[Start of Attachment]
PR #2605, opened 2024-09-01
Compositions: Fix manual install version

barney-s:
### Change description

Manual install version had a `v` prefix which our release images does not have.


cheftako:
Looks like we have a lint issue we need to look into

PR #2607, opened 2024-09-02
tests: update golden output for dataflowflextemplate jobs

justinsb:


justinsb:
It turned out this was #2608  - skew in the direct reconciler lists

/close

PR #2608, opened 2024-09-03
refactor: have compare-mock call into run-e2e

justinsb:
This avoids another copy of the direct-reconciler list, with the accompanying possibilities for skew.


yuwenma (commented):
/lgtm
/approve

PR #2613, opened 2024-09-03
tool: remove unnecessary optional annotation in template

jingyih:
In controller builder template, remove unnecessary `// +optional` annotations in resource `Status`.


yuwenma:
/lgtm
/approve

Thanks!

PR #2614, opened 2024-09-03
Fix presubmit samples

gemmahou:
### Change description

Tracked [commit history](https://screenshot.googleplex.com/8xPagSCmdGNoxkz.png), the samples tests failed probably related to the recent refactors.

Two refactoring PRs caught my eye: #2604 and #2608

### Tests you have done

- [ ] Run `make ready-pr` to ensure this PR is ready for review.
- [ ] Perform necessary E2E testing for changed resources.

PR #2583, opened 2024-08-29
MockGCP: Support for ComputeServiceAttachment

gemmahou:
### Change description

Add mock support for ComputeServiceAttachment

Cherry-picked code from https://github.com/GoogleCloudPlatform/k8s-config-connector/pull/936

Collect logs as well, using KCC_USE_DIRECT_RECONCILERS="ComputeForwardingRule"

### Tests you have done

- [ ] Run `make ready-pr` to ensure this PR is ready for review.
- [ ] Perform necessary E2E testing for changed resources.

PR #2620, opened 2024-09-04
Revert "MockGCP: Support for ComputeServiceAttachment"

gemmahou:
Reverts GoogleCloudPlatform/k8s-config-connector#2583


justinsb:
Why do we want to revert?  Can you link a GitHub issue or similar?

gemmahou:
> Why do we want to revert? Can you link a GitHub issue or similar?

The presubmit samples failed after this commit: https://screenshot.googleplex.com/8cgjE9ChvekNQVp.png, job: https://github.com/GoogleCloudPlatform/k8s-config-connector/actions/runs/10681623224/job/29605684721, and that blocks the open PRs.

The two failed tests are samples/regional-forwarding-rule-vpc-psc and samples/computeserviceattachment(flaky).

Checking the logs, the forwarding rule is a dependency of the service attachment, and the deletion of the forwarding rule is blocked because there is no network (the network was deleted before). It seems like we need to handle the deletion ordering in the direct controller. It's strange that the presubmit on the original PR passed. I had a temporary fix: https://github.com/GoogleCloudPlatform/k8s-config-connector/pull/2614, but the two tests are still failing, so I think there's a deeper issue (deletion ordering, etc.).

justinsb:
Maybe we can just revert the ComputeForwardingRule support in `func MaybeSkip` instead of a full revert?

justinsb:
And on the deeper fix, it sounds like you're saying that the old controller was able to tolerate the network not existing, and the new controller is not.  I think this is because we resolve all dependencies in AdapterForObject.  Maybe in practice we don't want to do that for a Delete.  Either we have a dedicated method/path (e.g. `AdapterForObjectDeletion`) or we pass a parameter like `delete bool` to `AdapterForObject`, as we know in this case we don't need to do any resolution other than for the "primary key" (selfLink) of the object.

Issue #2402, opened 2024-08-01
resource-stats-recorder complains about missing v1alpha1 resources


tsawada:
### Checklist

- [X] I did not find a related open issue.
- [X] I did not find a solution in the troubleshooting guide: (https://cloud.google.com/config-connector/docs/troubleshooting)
[End of Attachment]
[Start of Attachment]
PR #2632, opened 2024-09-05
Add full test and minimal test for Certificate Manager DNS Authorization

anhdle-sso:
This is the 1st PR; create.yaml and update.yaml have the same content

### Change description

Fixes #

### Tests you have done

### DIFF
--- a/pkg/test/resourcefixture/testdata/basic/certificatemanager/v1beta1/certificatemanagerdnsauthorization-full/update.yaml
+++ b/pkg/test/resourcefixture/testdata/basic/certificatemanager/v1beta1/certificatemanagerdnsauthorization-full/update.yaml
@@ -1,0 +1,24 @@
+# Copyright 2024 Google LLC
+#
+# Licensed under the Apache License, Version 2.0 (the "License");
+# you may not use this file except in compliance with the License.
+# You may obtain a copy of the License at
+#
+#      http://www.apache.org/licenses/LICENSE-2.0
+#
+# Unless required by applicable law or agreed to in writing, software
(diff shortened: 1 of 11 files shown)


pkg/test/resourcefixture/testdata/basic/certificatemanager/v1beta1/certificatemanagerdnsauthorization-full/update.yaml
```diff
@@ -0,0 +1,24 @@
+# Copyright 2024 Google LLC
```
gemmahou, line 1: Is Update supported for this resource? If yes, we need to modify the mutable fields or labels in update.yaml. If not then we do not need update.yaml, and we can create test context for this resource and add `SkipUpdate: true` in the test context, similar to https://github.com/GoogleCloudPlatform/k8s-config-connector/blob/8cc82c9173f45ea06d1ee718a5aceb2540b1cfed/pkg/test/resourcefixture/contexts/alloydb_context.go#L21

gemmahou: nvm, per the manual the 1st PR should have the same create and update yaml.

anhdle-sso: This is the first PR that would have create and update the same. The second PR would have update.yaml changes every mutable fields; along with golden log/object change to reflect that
[End of Attachment]
[Start of Attachment]
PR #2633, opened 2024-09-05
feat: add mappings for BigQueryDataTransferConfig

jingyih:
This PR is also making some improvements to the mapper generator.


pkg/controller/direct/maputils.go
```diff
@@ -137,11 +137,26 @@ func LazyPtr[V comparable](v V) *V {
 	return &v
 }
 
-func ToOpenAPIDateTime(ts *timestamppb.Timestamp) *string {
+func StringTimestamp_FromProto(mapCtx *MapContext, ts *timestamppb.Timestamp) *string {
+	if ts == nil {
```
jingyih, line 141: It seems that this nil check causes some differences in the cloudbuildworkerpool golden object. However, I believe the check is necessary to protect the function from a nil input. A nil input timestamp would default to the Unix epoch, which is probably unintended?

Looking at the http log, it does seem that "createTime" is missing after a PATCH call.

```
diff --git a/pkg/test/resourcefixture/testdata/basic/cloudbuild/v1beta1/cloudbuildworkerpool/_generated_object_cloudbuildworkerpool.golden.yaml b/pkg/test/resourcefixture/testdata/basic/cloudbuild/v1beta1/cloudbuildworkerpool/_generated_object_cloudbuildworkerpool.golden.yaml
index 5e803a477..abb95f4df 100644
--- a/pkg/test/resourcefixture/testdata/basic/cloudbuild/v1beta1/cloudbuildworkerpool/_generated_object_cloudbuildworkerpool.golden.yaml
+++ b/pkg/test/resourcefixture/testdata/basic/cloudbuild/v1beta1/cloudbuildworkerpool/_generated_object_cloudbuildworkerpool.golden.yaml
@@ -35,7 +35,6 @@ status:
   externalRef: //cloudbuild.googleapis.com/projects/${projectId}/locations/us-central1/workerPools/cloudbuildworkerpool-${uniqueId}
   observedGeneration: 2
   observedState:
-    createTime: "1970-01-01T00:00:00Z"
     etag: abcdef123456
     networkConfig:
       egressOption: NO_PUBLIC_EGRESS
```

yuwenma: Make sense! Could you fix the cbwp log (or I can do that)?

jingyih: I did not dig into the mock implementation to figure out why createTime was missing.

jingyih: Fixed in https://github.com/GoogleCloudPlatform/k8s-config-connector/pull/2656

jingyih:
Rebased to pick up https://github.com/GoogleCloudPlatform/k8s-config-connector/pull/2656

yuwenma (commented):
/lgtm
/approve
[End of Attachment]
▸ **Directions for this task**
Copy whichever lines of the records above contain the word "presubmit".

▸ **Solved exercise**
Fix presubmit samples
The presubmit samples failed after this commit: https://screenshot.googleplex.com/8cgjE9ChvekNQVp.png, job: https://github.com/GoogleCloudPlatform/k8s-config-connector/actions/runs/10681623224/job/29605684721, and that blocks the open PRs.
Checking the logs, the forwarding rule is a dependency of the service attachment, and the deletion of the forwarding rule is blocked because there is no network (the network was deleted before). It seems like we need to handle the deletion ordering in the direct controller. It's strange that the presubmit on the original PR passed. I had a temporary fix: https://github.com/GoogleCloudPlatform/k8s-config-connector/pull/2614, but the two tests are still failing, so I think there's a deeper issue (deletion ordering, etc.).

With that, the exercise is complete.